- Born: October 8, 1939 near Selma, Alabama, U.S.
- Died: July 3, 2023 (aged 83) Birmingham, Alabama, U.S.
- Occupations: Civil rights activist, teacher, social worker, jewelry retailer, and newspaper editor
- Known for: Freedom Rides

= Catherine Burks-Brooks =

American civil rights activist (1939–2023)

Catherine Burks-Brooks (October 8, 1939 – July 3, 2023) was an American civil rights movement activist, teacher, social worker, jewelry retailer, and newspaper editor.

== Early life ==
Burks was born on October 8, 1939, near Selma, Alabama, she was however raised in Birmingham, Alabama.

Burks was a student at Tennessee State University. Burks was active in the Mississippi movement and was the co-editor of Mississippi Free Press from 1962 to 1963. Burks taught as an elementary school teacher in 1964. In 1965–1966 she worked as a social worker in Detroit, she later became a jeweler specializing in African jewelry and clothing.

== Involvement in the Civil Rights Movement ==
Burks participated in multiple Freedom Rides including a Freedom Ride from Nashville, Tennessee to Montgomery, Alabama from May 17–21, 1961.

Burks heard about the Freedom Rides from a man named John Lewis. She began to participate in demonstrations he led. In an interview, she states "We had been demonstrating, we had been to jail several times as a matter of fact. I've also been in jail here in Birmingham before the Freedom Ride".

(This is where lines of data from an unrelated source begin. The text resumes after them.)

PR #189, opened 2024-05-15
Add Mark and Space variants to Parity enum

### LINKED ISSUE #167: Can Add Mark and Space to Parity?
Like Qt
https://doc.qt.io/qt-6/qserialport.html#Parity-enum

QSerialPort::NoParity
QSerialPort::EvenParity
QSerialPort::OddParity
QSerialPort::SpaceParity
QSerialPort::MarkParity

YgorSouza:
Closes #167


YgorSouza:
Note that since the `Parity` enum is not marked `#[non_exhaustive]`, this is a breaking change and requires a major version bump.

Also, I have not tested this yet, and I'm not sure I'll have access to a serial device with mark/space parity to test soon. If someone else could test, that would be appreciated.

src/posix/termios.rs
```diff
@@ -163,6 +163,20 @@ pub(crate) fn set_parity(termios: &mut Termios, parity: Parity) {
             termios.c_iflag |= libc::INPCK;
             termios.c_iflag &= !libc::IGNPAR;
         }
+        Parity::Mark => {
+            termios.c_cflag |= libc::PARODD;
+            termios.c_cflag |= libc::PARENB;
+            termios.c_iflag |= libc::INPCK;
+            termios.c_iflag &= !libc::IGNPAR;
+            termios.c_iflag |= libc::CMSPAR;
```
YgorSouza, line 171: So apparently this only works on Linux. What should it do on other targets? Do the same as odd/even, panic, or something else?

sirhcel: Thank you for starting this PR! Thank you especially for looking at Windows as well! :smile:

Mark and space parity is not supported on all platforms of our POSIX backend. As far as i've looked into it, its controlled by the flag `CMSPAR` where present. I would provide support for mark and space parity only on these ones and make `Parity::Mark` and `Parity::Space` conditionally available via `#[cfg(...)]`.

src/posix/termios.rs
```diff
@@ -163,6 +163,26 @@ pub(crate) fn set_parity(termios: &mut Termios, parity: Parity) {
             termios.c_iflag |= libc::INPCK;
             termios.c_iflag &= !libc::IGNPAR;
         }
+        Parity::Mark => {
+            termios.c_cflag |= libc::PARODD;
+            termios.c_cflag |= libc::PARENB;
+            termios.c_iflag |= libc::INPCK;
+            termios.c_iflag &= !libc::IGNPAR;
+            #[cfg(any(target_os = "linux", target_os = "android"))]
```
sirhcel, line 171: Wouldn't this just silently switch to normal odd even parity checking other backends?

src/posix/termios.rs
```diff
@@ -163,6 +163,26 @@ pub(crate) fn set_parity(termios: &mut Termios, parity: Parity) {
...
+            {
+                termios.c_iflag |= libc::CMSPAR;
+            }
+        }
+        Parity::Space => {
+            termios.c_cflag &= !libc::PARODD;
+            termios.c_cflag |= libc::PARENB;
+            termios.c_iflag |= libc::INPCK;
+            termios.c_iflag &= !libc::IGNPAR;
+            #[cfg(any(target_os = "linux", target_os = "android"))]
```
sirhcel, line 181: Same as already asked above: Wouldn't this just silently switch to normal odd even parity checking other backends?

sirhcel (changes requested):
I would provide `Parity::Mark` and `Parity::Space` only for backends actually supporting it.

src/posix/termios.rs
YgorSouza: I've made the change, but I think it's problematic for a few reasons:

1. If someone wanted to match on the `Parity` (e.g., to provide an icon, color, localized string etc for each variant), they would have to add the same verbose `cfg` everywhere, and they would have to look at the library source to get it right.
2. If another existing target gets support for those variants in the future in one way or another, that would be a new breaking change for the library. Unless the enum is marked `#[non_exhaustive]`, but then you'd have to add a wildcard arm to every match statement, which is annoying and makes the code more brittle.

So maybe it would be better to just make the variants available unconditionally, and document which targets support them. I'm not sure how other libraries like QSerialPort and pySerial handle this. I can try to look into it.

src/posix/termios.rs
YgorSouza: Yes. I'm not sure what is the best way to handle that. Making the whole enum variant conditionally available has some problems as I've noted above. Another option could be to panic if it is not supported, which is arguably better than failing silently.

src/posix/termios.rs
YgorSouza: Maybe there could be a `supported()` method for the enum, returning false for targets which are not supported, so the user can just filter them out without getting into the details of all the Unix variants. And then the `SerialPortBuilder` could panic when the variant is not supported, instead of invoking unspecified behavior.

YgorSouza: Actually, it doesn't need to panic at all. The methods already return `Result`, so I can just make `termios::set_parity` return an error with a descriptive message when the platform is not supported, and propagate that to the public methods. The `open` method already does that:

https://github.com/serialport/serialport-rs/blob/c3209197dfbc0c760c843c7905d49b83b99714e3/src/lib.rs#L385-L397

Does this seem reasonable? I'm going to revert the previous commit and try that to see how it looks.

sirhcel: Thank you very much for pushing this forward! Well, I think, that I now see what you meant with `supported()`. It's `Parity::supported(&self) -> bool`, right. And at the end this might be the Pareto solution to this issue.

Parity is likely being set by an application, it will be done in few cases and even fewer people will use mark and space parity at all. Compared to `Parity` being `#[non_exhaustive]` and having `Mark` and `Space` conditionally available, it has its strength in a less cluttered API.

Let me sleep over it.

sirhcel (approved):

PR #191, opened 2024-05-24
Fix output from example receive_data

sirhcel:
There was no visible output without explicitly flushing stdout on on macOS.


eldruin (approved):
Looks good to me, thanks!

Issue #7, opened 2022-02-07
`TTYPort::read` doesn't respect timeout


jessebraham:
This issue was migrated from GitLab. The original issue can be found here:
https://gitlab.com/susurrus/serialport-rs/-/issues/74
---
I have an application that sometimes just hangs, seemingly forever. I've tracked the problem down to `TTYPort::read`.

I'm setting a timeout on the port and I know this works, as the application experiences timeouts quite regularly. Despite this, the call to `read` doesn't return. I've added some debug output, and tracked the problem to the second call in `read`. [`super::poll::wait_read_fd`](https://gitlab.com/susurrus/serialport-rs/-/blob/3.3.0/src/posix/tty.rs#L459) returns, [`nix::unistd::read`](https://gitlab.com/susurrus/serialport-rs/-/blob/3.3.0/src/posix/tty.rs#L463) doesn't.

The serial port I'm using is connected through USB to a microcontroller, and something really weird is going on over there (longstanding USB-related bug that I wasn't able to track down so far). I'm not surprised that this is causing weird behavior on the host side. However, it would be great, if serialport-rs could respect the timeout setting under such circumstances, if at all possible.

PR #192, opened 2024-05-24
Fix hang on TTY read

danielstuart14:
In some cases, when a underlying error happens to a TTY port between poll::wait_read_fd and unistd::read, the read function would hang waiting for some data that is never received.

This commit sets the port to non-canonical mode, with VMIN = VTIME = 0. With this change, it has the effect of making reads non-blocking, returning right away.

The timeout behaviour is maintained, as prior to reading we call unix::poll through poll::wait_read_fd.

Fixes: https://github.com/serialport/serialport-rs/issues/7

### DIFF
--- a/src/posix/termios.rs
+++ b/src/posix/termios.rs
@@ -5,6 +5,7 @@ use crate::{DataBits, FlowControl, Parity, Result, StopBits};
 use nix::libc;
 
 use std::os::unix::prelude::*;
+use std::time::Duration;
 
 cfg_if! {
     if #[cfg(any(
@@ -181,6 +182,12 @@ pub(crate) fn set_flow_control(termios: &mut Termios, flow_control: FlowControl)
             termios.c_cflag |= libc::CRTSCTS;
         }
     };
+}
+
+pub(crate) fn set_timeout(termios: &mut Termios, timeout: Duration) {
+    let timeout = u128::min(timeout.as_millis() / 100, u8::MAX as u128) as u8;
+    termios.c_cc[libc::VMIN as usize] = 0;
+    termios.c_cc[libc::VTIME as usize] = timeout;
 }
 
 pub(crate) fn set_data_bits(termios: &mut Termios, data_bits: DataBits) {
--- a/src/posix/tty.rs
+++ b/src/posix/tty.rs
@@ -134,7 +134,9 @@ impl TTYPort {
         nix::errno::Errno::result(unsafe { tcgetattr(fd.0, termios.as_mut_ptr()) })?;
         let mut termios = unsafe { termios.assume_init() };
 
-        // setup TTY for binary serial port access
+        // Setup TTY for binary serial port access
+        // Enable non-canonical mode
+        termios.c_lflag &= !libc::ICANON;
         // Enable reading from the port and ignore all modem control lines
         termios.c_cflag |= libc::CREAD | libc::CLOCAL;
         // Enable raw mode which disables any implicit processing of the input or output data streams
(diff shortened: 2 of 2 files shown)


danielstuart14:
@sirhcel  @eldruin let me know if there is anything you'd like me to change.

src/posix/termios.rs
```diff
@@ -183,6 +184,12 @@ pub(crate) fn set_flow_control(termios: &mut Termios, flow_control: FlowControl)
     };
 }
 
+pub(crate) fn set_timeout(termios: &mut Termios, timeout: Duration) {
+    let timeout = u128::min(timeout.as_millis() / 100, u8::MAX as u128) as u8;
+    termios.c_cc[libc::VMIN as usize] = 0;
+    termios.c_cc[libc::VTIME as usize] = timeout;
```
sirhcel, line 190: The description (and the documentation of termios as well) mention setting `VTIME` to 0 as well. What's the reason for setting it to `timeout` here?

sirhcel (commented):
Thank you for looking into the dusty corners of our issue list @danielstuart14 and creating this PR!


> In some cases, when a underlying error happens to a TTY port between poll::wait_read_fd and unistd::read, the read function would hang waiting for some data that is never received.

Yes, at a first glance this looks like something the actual code does not consider. Do you have an example to reproduce such a situation?


> This commit sets the port to non-canonical mode, with VMIN = VTIME = 0. With this change, it has the effect of making reads non-blocking, returning right away.

Setting `VMIN` and `VTIME` to zero looks like the right thing for not blocking on the read after successfully polling for new data to read. But as annotated below - is `VTIME` set to `timeout unintentionally then?

And isn't there some explicit handling required in case reading returns 0, eventually with `errno` set?


> The timeout behaviour is maintained, as prior to reading we call unix::poll through poll::wait_read_fd.

Wouldn't `VTIME == timeout` change the timeout behavior in when read is callen after polling?

src/posix/termios.rs
danielstuart14: I made this utils function to bridge how timeouts are set on termios (by setting VTIME to a value with 100ms steps) with the Duration type on rust.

On the second day of the Freedom Ride, May 18, Burks recalled bantering with a segregationist and Birmingham Public Safety Commissioner, Bull Connor as he drove Nashville freedom riders back to the Tennessee state line from jail.

Two days later Burks was caught in the middle of a riot at the Montgomery Greyhound Bus Station. In the film Freedom Riders, Burks clearly recalled an assault on fellow Freedom Rider, Jim Zwerg.

Burks later witnessed a siege of the First Baptist Church by angry segregationists on the following day.

Later in August 1961, she married Freedom Rider Paul Brooks. They later participated in the Mississippi voter registration movement, and co-edited the Mississippi Free Press from 1962 to 1963.

== Personal life ==
Burks lived in the Bahamas in the 1970s before relocating back to Birmingham, Alabama in 1979.

Burks became a district sales manager for Avon cosmetics in 1982, until 1998. Burks worked as a substitute teacher in Birmingham.

Burks resided in a suburb outside of Birmingham, Alabama, volunteering her time by speaking to groups about her involvement in the Freedom Rides until her death on July 3, 2023, at the age of 83.